■ **Exercise goal**
Set down exactly the entries below, beginning at their first line and ending at the line with "The Cargo reference".

■ **Data for this exercise**

--- START ---

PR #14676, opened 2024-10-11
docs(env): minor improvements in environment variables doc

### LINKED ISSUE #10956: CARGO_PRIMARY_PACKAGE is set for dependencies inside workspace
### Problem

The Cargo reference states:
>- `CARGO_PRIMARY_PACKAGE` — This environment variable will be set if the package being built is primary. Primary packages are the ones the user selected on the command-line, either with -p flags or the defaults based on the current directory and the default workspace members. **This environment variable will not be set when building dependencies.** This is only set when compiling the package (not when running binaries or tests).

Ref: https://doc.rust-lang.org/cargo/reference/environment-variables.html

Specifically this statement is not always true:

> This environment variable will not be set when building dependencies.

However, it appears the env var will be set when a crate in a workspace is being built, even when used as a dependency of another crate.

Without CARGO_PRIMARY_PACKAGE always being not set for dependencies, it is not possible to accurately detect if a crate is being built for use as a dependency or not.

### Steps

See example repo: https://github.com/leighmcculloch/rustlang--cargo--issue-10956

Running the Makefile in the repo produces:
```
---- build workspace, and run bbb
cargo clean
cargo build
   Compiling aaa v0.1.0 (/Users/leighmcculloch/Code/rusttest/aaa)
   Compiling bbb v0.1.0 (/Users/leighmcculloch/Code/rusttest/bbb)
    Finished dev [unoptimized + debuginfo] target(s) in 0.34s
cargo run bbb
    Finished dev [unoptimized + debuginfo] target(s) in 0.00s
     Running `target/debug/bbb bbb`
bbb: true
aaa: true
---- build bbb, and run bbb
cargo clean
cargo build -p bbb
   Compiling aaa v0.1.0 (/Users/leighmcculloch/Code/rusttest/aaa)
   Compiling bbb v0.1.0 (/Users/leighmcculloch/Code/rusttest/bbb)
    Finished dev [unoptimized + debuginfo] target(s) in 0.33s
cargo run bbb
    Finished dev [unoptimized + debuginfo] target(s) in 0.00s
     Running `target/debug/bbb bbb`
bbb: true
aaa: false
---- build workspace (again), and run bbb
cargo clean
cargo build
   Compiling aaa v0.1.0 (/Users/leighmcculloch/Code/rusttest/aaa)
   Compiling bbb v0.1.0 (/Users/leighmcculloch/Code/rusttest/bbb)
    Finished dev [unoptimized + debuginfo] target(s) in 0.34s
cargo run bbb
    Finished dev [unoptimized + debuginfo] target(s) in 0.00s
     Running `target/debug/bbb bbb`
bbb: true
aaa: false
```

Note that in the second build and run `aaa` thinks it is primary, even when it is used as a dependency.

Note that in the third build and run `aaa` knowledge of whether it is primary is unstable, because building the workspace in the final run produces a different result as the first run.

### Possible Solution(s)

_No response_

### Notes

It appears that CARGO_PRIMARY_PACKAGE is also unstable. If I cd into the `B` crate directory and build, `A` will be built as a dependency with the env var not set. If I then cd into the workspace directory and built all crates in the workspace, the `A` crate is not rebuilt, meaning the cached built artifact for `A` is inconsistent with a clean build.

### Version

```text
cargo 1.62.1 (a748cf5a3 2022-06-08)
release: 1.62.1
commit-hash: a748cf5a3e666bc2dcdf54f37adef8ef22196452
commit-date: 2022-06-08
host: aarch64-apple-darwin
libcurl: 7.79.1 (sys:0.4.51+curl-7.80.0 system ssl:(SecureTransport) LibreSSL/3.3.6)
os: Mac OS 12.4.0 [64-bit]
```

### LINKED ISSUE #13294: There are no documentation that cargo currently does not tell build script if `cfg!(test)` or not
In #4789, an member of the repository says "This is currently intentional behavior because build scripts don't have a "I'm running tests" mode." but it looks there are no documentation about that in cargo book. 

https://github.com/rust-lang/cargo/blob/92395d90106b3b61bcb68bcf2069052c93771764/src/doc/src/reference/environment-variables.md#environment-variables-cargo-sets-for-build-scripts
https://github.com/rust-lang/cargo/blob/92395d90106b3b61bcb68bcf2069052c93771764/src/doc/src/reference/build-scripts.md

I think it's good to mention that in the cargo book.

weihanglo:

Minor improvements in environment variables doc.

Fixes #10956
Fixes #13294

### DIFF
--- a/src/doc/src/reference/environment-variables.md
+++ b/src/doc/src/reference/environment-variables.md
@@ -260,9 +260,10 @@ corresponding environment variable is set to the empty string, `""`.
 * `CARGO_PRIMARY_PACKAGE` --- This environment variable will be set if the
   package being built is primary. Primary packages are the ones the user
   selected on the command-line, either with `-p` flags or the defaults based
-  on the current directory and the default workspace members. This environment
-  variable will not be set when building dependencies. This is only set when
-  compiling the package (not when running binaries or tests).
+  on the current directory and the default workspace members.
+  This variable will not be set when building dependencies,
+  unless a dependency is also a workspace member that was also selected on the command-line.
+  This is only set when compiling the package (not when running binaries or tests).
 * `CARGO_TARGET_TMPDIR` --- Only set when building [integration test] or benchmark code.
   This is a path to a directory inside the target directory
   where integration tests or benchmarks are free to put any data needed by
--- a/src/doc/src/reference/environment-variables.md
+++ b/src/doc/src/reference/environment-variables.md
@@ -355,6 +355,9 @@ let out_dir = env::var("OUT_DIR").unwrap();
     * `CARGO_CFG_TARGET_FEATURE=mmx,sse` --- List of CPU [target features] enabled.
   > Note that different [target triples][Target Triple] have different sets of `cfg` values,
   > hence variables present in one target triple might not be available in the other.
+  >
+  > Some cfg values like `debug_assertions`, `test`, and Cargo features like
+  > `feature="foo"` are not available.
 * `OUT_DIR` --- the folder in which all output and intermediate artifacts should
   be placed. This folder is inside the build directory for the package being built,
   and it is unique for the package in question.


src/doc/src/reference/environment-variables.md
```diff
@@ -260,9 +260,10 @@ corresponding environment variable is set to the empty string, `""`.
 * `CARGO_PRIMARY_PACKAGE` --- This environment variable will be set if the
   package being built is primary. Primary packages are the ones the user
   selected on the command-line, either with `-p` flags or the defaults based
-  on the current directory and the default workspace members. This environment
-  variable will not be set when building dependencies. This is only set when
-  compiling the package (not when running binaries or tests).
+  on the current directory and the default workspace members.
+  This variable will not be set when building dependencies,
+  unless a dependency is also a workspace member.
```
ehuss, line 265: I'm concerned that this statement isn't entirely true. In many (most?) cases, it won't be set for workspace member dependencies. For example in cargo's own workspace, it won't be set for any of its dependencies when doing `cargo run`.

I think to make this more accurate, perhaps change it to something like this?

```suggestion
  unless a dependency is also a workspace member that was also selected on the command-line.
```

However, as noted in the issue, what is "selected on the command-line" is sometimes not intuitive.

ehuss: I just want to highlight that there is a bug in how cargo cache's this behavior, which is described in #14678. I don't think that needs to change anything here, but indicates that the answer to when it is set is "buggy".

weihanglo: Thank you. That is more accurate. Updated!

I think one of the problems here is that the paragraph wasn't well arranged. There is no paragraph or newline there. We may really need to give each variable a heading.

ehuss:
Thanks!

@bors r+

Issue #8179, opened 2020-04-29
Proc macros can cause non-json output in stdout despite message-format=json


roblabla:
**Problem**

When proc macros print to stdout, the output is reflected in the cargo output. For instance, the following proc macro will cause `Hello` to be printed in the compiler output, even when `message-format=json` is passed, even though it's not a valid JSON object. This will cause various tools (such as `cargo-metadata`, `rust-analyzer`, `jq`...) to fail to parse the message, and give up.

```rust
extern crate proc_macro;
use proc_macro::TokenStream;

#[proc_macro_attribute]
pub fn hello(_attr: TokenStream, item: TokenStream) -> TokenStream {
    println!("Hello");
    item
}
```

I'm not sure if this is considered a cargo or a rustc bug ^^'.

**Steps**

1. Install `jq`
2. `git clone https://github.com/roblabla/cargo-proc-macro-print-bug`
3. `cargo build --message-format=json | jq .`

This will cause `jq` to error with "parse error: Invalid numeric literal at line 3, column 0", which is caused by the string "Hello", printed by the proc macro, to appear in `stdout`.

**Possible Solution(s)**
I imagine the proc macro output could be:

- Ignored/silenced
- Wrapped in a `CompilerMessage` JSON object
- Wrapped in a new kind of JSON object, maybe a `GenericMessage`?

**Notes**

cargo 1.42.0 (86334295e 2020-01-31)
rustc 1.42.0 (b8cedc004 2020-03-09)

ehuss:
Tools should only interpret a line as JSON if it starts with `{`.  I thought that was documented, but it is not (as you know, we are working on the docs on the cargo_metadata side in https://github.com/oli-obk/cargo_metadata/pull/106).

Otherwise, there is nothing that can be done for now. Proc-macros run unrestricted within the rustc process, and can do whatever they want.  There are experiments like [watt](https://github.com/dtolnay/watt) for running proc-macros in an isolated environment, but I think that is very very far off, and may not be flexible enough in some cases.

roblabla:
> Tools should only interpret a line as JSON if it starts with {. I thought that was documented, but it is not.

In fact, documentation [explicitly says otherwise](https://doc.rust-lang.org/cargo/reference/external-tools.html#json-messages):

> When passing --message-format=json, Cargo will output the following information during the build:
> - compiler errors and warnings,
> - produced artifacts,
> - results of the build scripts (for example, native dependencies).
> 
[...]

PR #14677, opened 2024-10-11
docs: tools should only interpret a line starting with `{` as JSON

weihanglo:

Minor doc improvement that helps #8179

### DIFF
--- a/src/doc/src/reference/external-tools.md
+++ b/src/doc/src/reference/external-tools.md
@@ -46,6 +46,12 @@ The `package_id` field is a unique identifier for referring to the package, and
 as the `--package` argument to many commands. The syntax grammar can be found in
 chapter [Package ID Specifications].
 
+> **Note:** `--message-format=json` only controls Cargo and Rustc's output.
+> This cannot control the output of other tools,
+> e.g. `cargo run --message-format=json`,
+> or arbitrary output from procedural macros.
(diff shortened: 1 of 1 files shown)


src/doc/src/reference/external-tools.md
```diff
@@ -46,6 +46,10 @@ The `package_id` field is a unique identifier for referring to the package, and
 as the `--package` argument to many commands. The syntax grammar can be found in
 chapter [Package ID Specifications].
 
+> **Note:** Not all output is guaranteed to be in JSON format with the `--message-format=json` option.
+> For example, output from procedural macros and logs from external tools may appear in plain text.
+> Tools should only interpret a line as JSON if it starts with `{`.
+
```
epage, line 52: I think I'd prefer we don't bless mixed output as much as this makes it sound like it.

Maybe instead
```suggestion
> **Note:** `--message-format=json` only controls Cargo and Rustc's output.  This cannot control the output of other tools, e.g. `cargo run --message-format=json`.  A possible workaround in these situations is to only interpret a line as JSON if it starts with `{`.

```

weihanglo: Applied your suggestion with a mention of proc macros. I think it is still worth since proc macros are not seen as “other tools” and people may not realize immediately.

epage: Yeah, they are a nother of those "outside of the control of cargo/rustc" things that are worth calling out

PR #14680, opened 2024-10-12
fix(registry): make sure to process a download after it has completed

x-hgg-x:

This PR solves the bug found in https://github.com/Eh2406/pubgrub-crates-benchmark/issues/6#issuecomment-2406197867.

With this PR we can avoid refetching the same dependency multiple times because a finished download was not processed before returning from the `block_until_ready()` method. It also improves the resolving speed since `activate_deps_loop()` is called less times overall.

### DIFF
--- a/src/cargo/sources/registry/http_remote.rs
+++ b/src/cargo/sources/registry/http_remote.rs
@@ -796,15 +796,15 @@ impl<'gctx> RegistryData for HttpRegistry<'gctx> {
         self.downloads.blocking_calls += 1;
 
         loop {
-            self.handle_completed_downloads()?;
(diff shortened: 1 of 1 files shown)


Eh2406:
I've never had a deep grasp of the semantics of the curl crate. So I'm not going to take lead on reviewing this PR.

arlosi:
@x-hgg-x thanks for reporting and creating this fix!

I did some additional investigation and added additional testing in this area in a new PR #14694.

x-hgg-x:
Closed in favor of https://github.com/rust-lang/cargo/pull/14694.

--- END ---

■ **Response**
PR #14676, opened 2024-10-11
docs(env): minor improvements in environment variables doc

### LINKED ISSUE #10956: CARGO_PRIMARY_PACKAGE is set for dependencies inside workspace
### Problem

The Cargo reference states:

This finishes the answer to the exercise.